Question

I'm stuck with .Net 1.1 application (i.e. I can not use the generics goodies from 2.0 for now), and I was trying to optimize some parts of the code. As it deals a lot with runtime callable wrappers, which need to be released, I ended up to create a utility method which loops until all references are released. The signature of the method is:

void ReleaseObject(object comObject)

After releasing all comObjects, I call GC.Collect and GC.WaitForPendingFinalizers (don't ask - anybody dealing with Office interop knows).

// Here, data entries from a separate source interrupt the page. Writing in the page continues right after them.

PR #1099, opened 2026-07-16
Improve SVG transform handling and numeric toolbar input behavior

veselin-kutsarov:
## Summary

This PR improves SVG transform handling across editing workflows and makes numeric toolbar inputs safer and more predictable.

### Transform handling

- Normalize transforms after drag, resize, rotation, programmatic movement, and ungrouping.
- Recalculate rotation centers after geometry changes to prevent elements from jumping when rotation starts.
- Bake representable transforms into shape geometry while preserving residual matrices required for skew/shear.
- Keep groups, text, and `<use>` elements in a normalized `rotate(...) matrix(...)` form when necessary.
- Normalize transforms pushed to child elements during ungrouping without changing text `font-size`.
- Avoid creating identity transforms on clicks or zero-delta pointer movements.
- Preserve existing leading translations when dragging imported groups.
- Correct transformed bounding-box calculations used by area selection.
- Emit final `changed` and `selected` events so toolbar values and multi-selection actions remain synchronized.
- Avoid rewriting rotation transforms when the requested angle has not changed.

### Numeric spin inputs

- Select the current value when an input receives focus.
- Keep manually typed values local until Enter or a valid blur.
- Restore the previous value on Escape or invalid input.
- Preserve immediate updates from increment/decrement buttons.

## Verification

- Full unit suite: 45 test files, 605 tests passed.
- Playwright end-to-end suite: 81 tests passed.
- Lint passed.
- Production build passed.
- Added focused coverage for transforms, rotation centers, ungrouping,
  selection events, transformed bounding boxes, undo history, drag thresholds,
  and spin-input behavior.

## Checklist

- [x] Added Playwright UI tests.
- [x] Ran `npm test`; lint, unit tests, coverage collection, production build,
      and Playwright tests passed.
- [ ] Added user documentation. Not applicable for this PR because it changes
      internal editing behavior and is documented through focused unit and
      Playwright regression tests.

## Summary by Sourcery

Improve SVG transform normalization across editing workflows and make numeric spin inputs commit changes more safely and predictably.

New Features:
- Normalize and preserve group, text, and use element transforms into stable rotate-plus-matrix forms while baking affine transforms into geometry where possible.
- Introduce rotation math utilities for normalizing angles and extracting rotation centers to support consistent transform handling.
- Add controlled commit/revert behavior to the SESpinInput component so manual edits are only applied on explicit confirmation.

Bug Fixes:
- Prevent creation of stray identity drag transforms or unnecessary matrices during small pointer movements and clicks.
- Ensure recalculateDimensions returns concrete undoable commands for groups, text, use elements, and shapes instead of silently bailing out.
- Fix transformed bounding-box calculations so pure translations and identity transforms are handled correctly for selection and clipping.
- Preserve text font-size and referenced positioning when normalizing transforms during ungrouping and recalc flows.
- Ensure drag, move, resize, and multiselect mouse-up flows emit final changed/selected events only when there were actual geometry or transform updates.

Enhancements:
- Refine recalculateDimensions to bake transforms into geometry when safe, preserve off-axis residual matrices, and recenter rotation transforms after drag/resize or programmatic moves.
- Improve group, text, and use transform handling so rotation centers and visual placement remain stable across drag, resize, flip, ungroup, and toolbar rotation operations.
- Normalize pushed-down transforms during ungroup so children receive well-structured rotate-plus-matrix transform lists suitable for further editing.
- Update toolbar rotation handling to avoid no-op transform rewrites, maintain visual rotation centers, and capture baked-geometry changes as single undoable steps.
- Harden Playwright/NYC E2E tooling and coverage seeding for cross-platform execution and cleaner coverage output.

Tests:
- Add extensive unit tests for recalculateDimensions covering rotated/scaled shapes, groups, text, use, clip-paths, and off-axis residual transforms.
- Add unit tests for event drag thresholds, transform normalization, and final changed/selected event emission after selection interactions.
- Introduce tests for programmatic group movement and ungrouping to verify transform normalization and text font-size preservation.
- Add math utility tests for rotation angle normalization, rotation center recovery, and rotation transform summarization.
- Add unit and E2E tests validating toolbar rotation behavior, including undo/redo of baked geometry changes.
- Add focused unit tests for the SESpinInput component to cover manual entry, commit/revert behavior, and interaction with spin buttons.
- Extend bounding-box tests to cover transformed and translated elements and verify visual bounds preservation during recalc.


jfhenon (approved):

jfhenon:
Thanks for the detailed PR — the transform-normalization work and the spin-input rewrite are both solid, and the added unit/e2e coverage is appreciated. A few things worth clarifying/addressing before merge:

## 1. Drag threshold: 4px → 1px — please confirm intent

In `event.js` (`deltaThreshold`), the threshold was lowered from `4` to `1`, with the comment changed from "moved at least 4 px" to "a deliberate pointer movement." This isn't mentioned in the PR description, which only talks about avoiding stray identity transforms on *zero*-delta movement/clicks — a 1px threshold is a much bigger behavioral change than that goal requires.

Was lowering the threshold to 1px intentional, or should it have stayed at 4px (or somewhere in between) while only the "don't insert a drag transform until the threshold is reached" logic changed? At 1px, trackpad jitter or a slightly unsteady click is enough to register as a drag — exactly the accidental-move problem the original 4px threshold was meant to prevent. If this was just to avoid an off-by-one in a test, it'd be better to keep the threshold at 4 and fix the test instead.

## 2. Make the shape/path baking branch consistent about no-op detection

The group branch and the text/tspan/use branch of `recalculateDimensions` both snapshot `transformListSignature(tlist)` before normalizing, normalize, and only build a `ChangeElementCommand` / return a batch command if the signature actually changed — otherwise they return `null` (no history entry).

The generic shape/path branch doesn't do this: `bakeTransformsIntoAttributes` returns `true` whenever `tlist` was non-empty going in, and the caller unconditionally pushes a `ChangeElementCommand` whenever that's `true` — even if baking happens to leave the element in an equivalent state.

Suggestion: capture a "did anything actually change" snapshot (transform signature plus the geometry attrs baking can touch — `x/y/width/height/d`, etc.) before calling `bakeTransformsIntoAttributes`, and only push the undo command if something differs afterward, matching what the group and text/use branches already do. This avoids polluting the undo stack with no-op entries for plain shapes.

## 3. Consolidate the `getStartTransform`/`setStartTransform` guard-and-restore pattern

This shape appears three times (once in `event.js`'s `mouseUpEvent`, twice in `selected-elem.js`'s `moveSelectedElements`/`normalizePushedGroupChild`/`flipSelectedElements`):

```js
const hasStartTransformApi = typeof svgCanvas.getStartTransform === 'function' &&
  typeof svgCanvas.setStartTransform === 'function'
const saved = hasStartTransformApi ? svgCanvas.getStartTransform() : null
if (hasStartTransformApi) svgCanvas.setStartTransform(oldTransform)
try {
  cmd = svgCanvas.recalculateDimensions(elem)
} finally {
  if (hasStartTransformApi) svgCanvas.setStartTransform(saved)
}
```

The `typeof ... === 'function'` guard only exists to tolerate test doubles for `svgCanvas` that don't implement `getStartTransform`/`setStartTransform` — the real canvas always has them.

Two suggestions:
- Extract the save/set/call/restore sequence into one shared helper, e.g.:
  ```js
  export const withStartTransform = (transform, fn) => {
    const saved = svgCanvas.getStartTransform()
    svgCanvas.setStartTransform(transform)
    try {
      return fn()
    } finally {
      svgCanvas.setStartTransform(saved)
    }
  }
  ```
  and call `withStartTransform(oldTransform, () => svgCanvas.recalculateDimensions(elem))` at all three sites.
- Drop the `typeof ... === 'function'` runtime guards, and instead update the test mocks/stubs to implement `getStartTransform`/`setStartTransform` (even as trivial no-ops). Production code shouldn't need to feature-detect its own internal API to accommodate incomplete test doubles.

jfhenon (approved):

PR #653, opened 2024-03-04
VB-3413 - Allow optional contact

dhirajshettymoj:

Allows contact to be optional

New requirements


src/main/kotlin/uk/gov/justice/digital/hmpps/visitscheduler/service/TelemetryClientService.kt
```diff
@@ -75,6 +75,7 @@ class TelemetryClientService(
       "visitStart" to formatDateTimeToString(visit.startTimestamp),
       "visitStatus" to visit.visitStatus.name,
       "applicationReference" to visit.applicationReference,
+      "hasContactInformation" to ((visit.visitContact != null).toString()),
```
dhirajshettymoj, line 78: adding this for all scenarios - booked / updated / cancelled in case we want to count how many messages are sent

dhirajshettymoj:
@AledWEvans have updated the code to include migration scenarios as suggested. Thanks for the spot

src/main/resources/db/migration/V3_17__update_application_and_visit_contact_number_to_null_where_unknown.sql
```diff
@@ -0,0 +1,2 @@
+update application_contact set contact_phone = NULL where upper(contact_phone) = 'UNKNOWN';
+update visit_contact set contact_phone = NULL where upper(contact_phone) = 'UNKNOWN';
```
AledWEvans, line 2: Why uppper should always be upper case?

src/main/kotlin/uk/gov/justice/digital/hmpps/visitscheduler/service/TelemetryClientService.kt
```diff
@@ -85,6 +85,7 @@ class TelemetryClientService(
       "visitStart" to formatDateTimeToString(visit.startTimestamp),
       "visitStatus" to visit.visitStatus.name,
       "applicationReference" to visit.applicationReference,
+      "hasPhoneNumber" to ((visit.visitContact.telephone != null).toString()),
```
AledWEvans, line 88: what happens when you do just
visit.visitContact.telephone?

AledWEvans (approved):
LGTM, some comments your call!

src/main/resources/db/migration/V3_17__update_application_and_visit_contact_number_to_null_where_unknown.sql
dhirajshettymoj: will leave it. just an additional check.

src/main/kotlin/uk/gov/justice/digital/hmpps/visitscheduler/service/TelemetryClientService.kt
dhirajshettymoj: Need the true or false value as a string as we return value as MutableMap<String, String>.

PR #657, opened 2024-03-05
VB-3568 Some minor performance issues in production when selecting ti…

AledWEvans:
Rewrote code to create visit sessions as performance was not great


dhirajshettymoj (approved):
LGTM. reduces number of queries and also improves code flow. We should see some major performance improvements!

PR #659, opened 2024-03-07
VB-3585 adding ability to delete applications and visits via the test…

AledWEvans:
in correct swagger doc details


dhirajshettymoj (approved):
LGTM

PR #661, opened 2024-03-12
VB-3621 Migration bug - found with duplicate data on session slots

AledWEvans:

add's constraint and try catch code to return the correct value if issue occurs

There is a race condition and in those cases a extra entry is entered into the DB, and all other visits for that slot then fail because the JPA query tries to return multiple results when only one is permitted.


dhirajshettymoj (approved):
LGTM

PR #668, opened 2024-03-19
Update visit slots and session slots for newly created session templates for Bullingdon.

dhirajshettymoj:

Updates session slot Ids for affected visits.

Manual data correction


simonnebMOJ (approved):
LTGM

PR #677, opened 2024-04-15
VB-3723 Add age config to VSIP prison API and database,

AledWEvans:
removed -1 option on child visitors, also removed haed coded check for max number of visitors.


dhirajshettymoj (approved):
LGTM

PR #684, opened 2024-04-25
VB-3719 and VB-3718 to allow for PUBLIC and STAFF supported prisons

AledWEvans:
Allow for PUBLIC and STAFF supported prisons


tpmcgowan (commented):
Haven't reviewed the code but have tested locally with Postman and looks good 👍

PR #686, opened 2024-04-25
Vb 3769 alter application api to cater for public and staff sources

AledWEvans:
Added UserType


src/main/kotlin/uk/gov/justice/digital/hmpps/visitscheduler/service/ApplicationService.kt
```diff
@@ -117,6 +117,7 @@ class ApplicationService(
         reservedSlot = isReservedSlot,
         visitType = sessionTemplate.visitType,
         restriction = createApplicationDto.applicationRestriction.getVisitRestriction(),
+        userType = createApplicationDto.userType,
```
dhirajshettymoj, line 120: should this go into App Insights as well?

dhirajshettymoj, line 120: also does eventAudit need to change as a result. Can be a a part of a different story.

src/main/kotlin/uk/gov/justice/digital/hmpps/visitscheduler/dto/application/CreateApplicationDto.kt
```diff
@@ -35,4 +36,7 @@ data class CreateApplicationDto(
   var visitorSupport: ApplicationSupportDto? = null,
   @Schema(description = "Username for user who actioned this request", required = true)
```
dhirajshettymoj, line 37: will this need to change based on userType?

src/main/kotlin/uk/gov/justice/digital/hmpps/visitscheduler/service/ApplicationService.kt
AledWEvans: different ticket

AledWEvans: This needs to be done,.. but not for now

src/main/kotlin/uk/gov/justice/digital/hmpps/visitscheduler/dto/application/CreateApplicationDto.kt
AledWEvans: The actionedBy will use the booker reference sent down from font end,... the orchestration now deals with it..

dhirajshettymoj (approved):

tpmcgowan (approved):
LGTM

PR #687, opened 2024-04-26
Vb 3698 create new session vsip endpoint add session type

dhirajshettymoj:

Replace VisitRestriction with SesssionType as parameter for GET available sessions.

VB-3698


src/main/kotlin/uk/gov/justice/digital/hmpps/visitscheduler/model/SessionType.kt
```diff
@@ -0,0 +1,8 @@
+package uk.gov.justice.digital.hmpps.visitscheduler.model
+
+enum class SessionType(
```
dhirajshettymoj, line 3: named enum as SessionType instead on SessionRestriction as it might be confused with VisitRestriction.

AledWEvans (approved):
LGTM

PR #691, opened 2024-05-02
Vb 3800 add to available sessions to check prisoner has closed restrictions

AledWEvans:
add to available sessions to check prisoner has closed restrictions,

Also changes api to use dates instead of min max on VSiP


dhirajshettymoj (approved):
LGTM

PR #693, opened 2024-05-09
Update DB Script to source change to visit.

AledWEvans:
added source or user type to visit and migration


dhirajshettymoj (approved):
LGTM

src/main/kotlin/uk/gov/justice/digital/hmpps/visitscheduler/model/entity/Visit.kt
```diff
@@ -61,6 +62,11 @@ class Visit(
   @Column(nullable = false)
   @Enumerated(EnumType.STRING)
   var visitRestriction: VisitRestriction,
+
+  @Enumerated(EnumType.STRING)
```
adaviesMOJ, line 66: do we need the 

@Column(nullable = false) annotation? As this seems like it will now be a required field?

AledWEvans: yes should follow the DB column....

adaviesMOJ (approved):

PR #694, opened 2024-05-10
Update config and README to be in line with new local development

adaviesMOJ:

This PR will remove any outdated docker-compose files and application-<>.yml files to only leave the required configurations to run the service locally. Also update README to document process.


AledWEvans (approved):
LGTM

PR #816, opened 2024-08-23
VB-4387 - Change how we process migration requests for visits in future

adaviesMOJ:

Instead of returning a 400 bad request, which forces the consumer to retry unlimited times, i'm returning a 422 specifically for this exception type, to allow the consumer to gracefully handle it.

## JIRA Link
https://dsdmoj.atlassian.net/browse/VB-4387


dhirajshettymoj (dismissed):
LGTM

dhirajshettymoj (approved):
LGTM

PR #822, opened 2024-08-28
Replace query to use join with event_audit instead of created_by column.

dhirajshettymoj:

Updates query to use join with event_audit instead of created_by column.

Implement a TODO item


adaviesMOJ (approved):
LGTM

And ... as usual, I hit a corner case - if I do not assign the corresponding managed reference to null before the GC.Collect call, it does not cleanup properly.

So, my code looks like:

ReleaseObject(myComObject);
myComObject = null;
GC.Collect()
...

As, there are a bunch of xxx=null, I decided to put this in the util method, but as there is a difference between passing by reference, and passing a reference parameter, obviously I had to change the method to:

void ReleaseObject(out object comObject)
{
   //do release
   comObject = null;
}

and edit the caller to:

MyComClass myComObject = xxxx;
ReleaseObject(out myComObject);

This fails with a message: "Cannot convert from 'out MyComClass' to 'out object'"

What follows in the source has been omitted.